Im Sommer 1989 wurde ein großes, etwa 200 Jahre altes Schwarzwaldhaus in Todtmoos-Au erworben. Es liegt an der Wehra, in einem wildromantischen Tal, sechs Kilometer unterhalb des bekannten Kur- und Kongressortes Todtmoos im südlichen Hochschwarzwald.

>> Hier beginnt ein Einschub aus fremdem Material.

PR #497, opened 2024-09-05
Change `LOG(WARNING)` to `VLOG(1)` when no GPUs are detected

dagardner-nv:
* Since CPU-only mode will become a supported feature we want to avoid unnecessary warnings.

Relates to nv-morpheus/Morpheus#1851

## Checklist


cpp/mrc/src/internal/system/device_info.cpp
```diff
@@ -150,7 +150,7 @@ struct NvmlState
             m_nvml_handle = std::make_unique<NvmlHandle>();
         } catch (std::runtime_error e)
         {
-            LOG(WARNING) << "NVML: " << e.what() << ". Setting DeviceCount to 0, CUDA will not be initialized";
+            DVLOG(1) << "NVML: " << e.what() << ". Setting DeviceCount to 0, CUDA will not be initialized";
```
mdemoret-nv, line 153: Lets just use `VLOG` instead of `DVLOG` here so we can still show it if needed

mdemoret-nv (approved):

PR #523, opened 2024-12-18
Fix bug where `AsyncioRunnable` hangs if `process_one` throws and the source is not emitting new values

dagardner-nv:
## Description
* Fixes a bug first observed in [NVIDIA-AI-Blueprints/vulnerability-analysis](https://github.com/NVIDIA-AI-Blueprints/vulnerability-analysis) and reported in nv-morpheus/Morpheus#2086
* `AsyncioRunnable` will now call `on_state_update(state_t::Kill)` when an exception is caught
* Replace blocking call to `await_read` with `await_read_until` allowing `AsyncioRunnable` to check `stop_source.stop_requested()` 
* Define new `await_read_until` method in `IEdgeReadable`, unfortunately this interface has numerous subclasses which all then needed new `await_read_until` methods, even though `EdgeChannelReader` is the only class that really needed it. Alternatives:
  - In `AsyncSink` perform a static cast of `this->get_readable_edge()` to `EdgeChannelReader`
  - Define `await_read_until` method in `IEdgeReadable` but give it an implementation that throws a non-impl exception (or asserts false)

## Checklist

### DIFF
--- a/cpp/mrc/include/mrc/node/sink_properties.hpp
+++ b/cpp/mrc/include/mrc/node/sink_properties.hpp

Im Herbst 1989 begannen die notwendigen Um- und Ausbauarbeiten, die zur Eröffnung des Tempels im Jahre 1993 führten. Zwei Jahre später konnte eine benachbarte Pension – das Haus am Mühlenbach – als Seminargebäude und Unterkunftshaus erworben werden. Auf dem ca. 4 Hektar großen Gelände befindet sich ein Park mit Wiesen, Gärten, Waldungen und Bächen, der die Bedürfnisse der Tempelbesucher nach Ruhe, Meditation und Arbeit in einer natürlichen Umgebung erfüllt.

In den letzten Jahren lehrten in KCL u.a. S.E. der XII. Tai Situpa, S.E. der X. Sangye Nyenpa Rinpoche, Kyabje Chime Rinpoche, Kyabje Tenga Rinpoche, Lama Ato Rinpoche, Lama Akong Rinpoche, Lama Khenpo Tsültrim Gyamtso Rinpoche und Lama Alasdair.

Seit der Gründung ist Lama Chime Rinpoche der wichtigste spirituelle Begleiter von Karma Kagyu Chö Khor Ling. Er betreut viele westliche Schüler in Studium und Meditationspraxis des Buddhismus. Seine Hauptaufgabe sieht er in der Instruktion der Schüler in der mündlichen Überlieferung, deren Träger er ist. Sofern es ihm möglich ist, besucht er das Zentrum regelmäßig.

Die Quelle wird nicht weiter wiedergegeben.